■ **Listed records**
::::::::

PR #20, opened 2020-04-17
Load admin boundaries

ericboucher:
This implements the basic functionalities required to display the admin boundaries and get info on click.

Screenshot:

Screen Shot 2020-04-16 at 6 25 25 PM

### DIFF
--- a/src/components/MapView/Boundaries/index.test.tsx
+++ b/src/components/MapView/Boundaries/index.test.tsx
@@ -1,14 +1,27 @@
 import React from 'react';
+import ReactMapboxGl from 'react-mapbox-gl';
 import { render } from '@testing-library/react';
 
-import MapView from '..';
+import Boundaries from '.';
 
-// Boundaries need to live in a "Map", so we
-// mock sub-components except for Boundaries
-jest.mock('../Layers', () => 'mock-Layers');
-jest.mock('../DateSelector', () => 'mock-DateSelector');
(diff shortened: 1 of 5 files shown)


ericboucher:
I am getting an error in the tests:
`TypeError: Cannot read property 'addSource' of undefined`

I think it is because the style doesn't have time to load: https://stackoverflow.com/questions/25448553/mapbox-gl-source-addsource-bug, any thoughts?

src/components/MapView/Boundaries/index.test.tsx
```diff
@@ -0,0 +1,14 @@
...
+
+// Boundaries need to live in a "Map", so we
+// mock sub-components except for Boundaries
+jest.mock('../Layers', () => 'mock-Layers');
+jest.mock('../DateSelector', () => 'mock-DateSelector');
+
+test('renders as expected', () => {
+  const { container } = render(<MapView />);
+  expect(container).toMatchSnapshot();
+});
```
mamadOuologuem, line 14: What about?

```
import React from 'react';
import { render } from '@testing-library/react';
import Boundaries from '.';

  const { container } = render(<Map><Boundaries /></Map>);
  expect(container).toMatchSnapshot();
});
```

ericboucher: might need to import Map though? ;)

::::::::

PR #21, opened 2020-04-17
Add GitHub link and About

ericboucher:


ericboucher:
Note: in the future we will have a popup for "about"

::::::::

■ **Activity**
Every line that holds the string "components" must be copied from the records above.

■ **Completed task**
--- a/src/components/MapView/Boundaries/index.test.tsx
+++ b/src/components/MapView/Boundaries/index.test.tsx
-// mock sub-components except for Boundaries
src/components/MapView/Boundaries/index.test.tsx
+// mock sub-components except for Boundaries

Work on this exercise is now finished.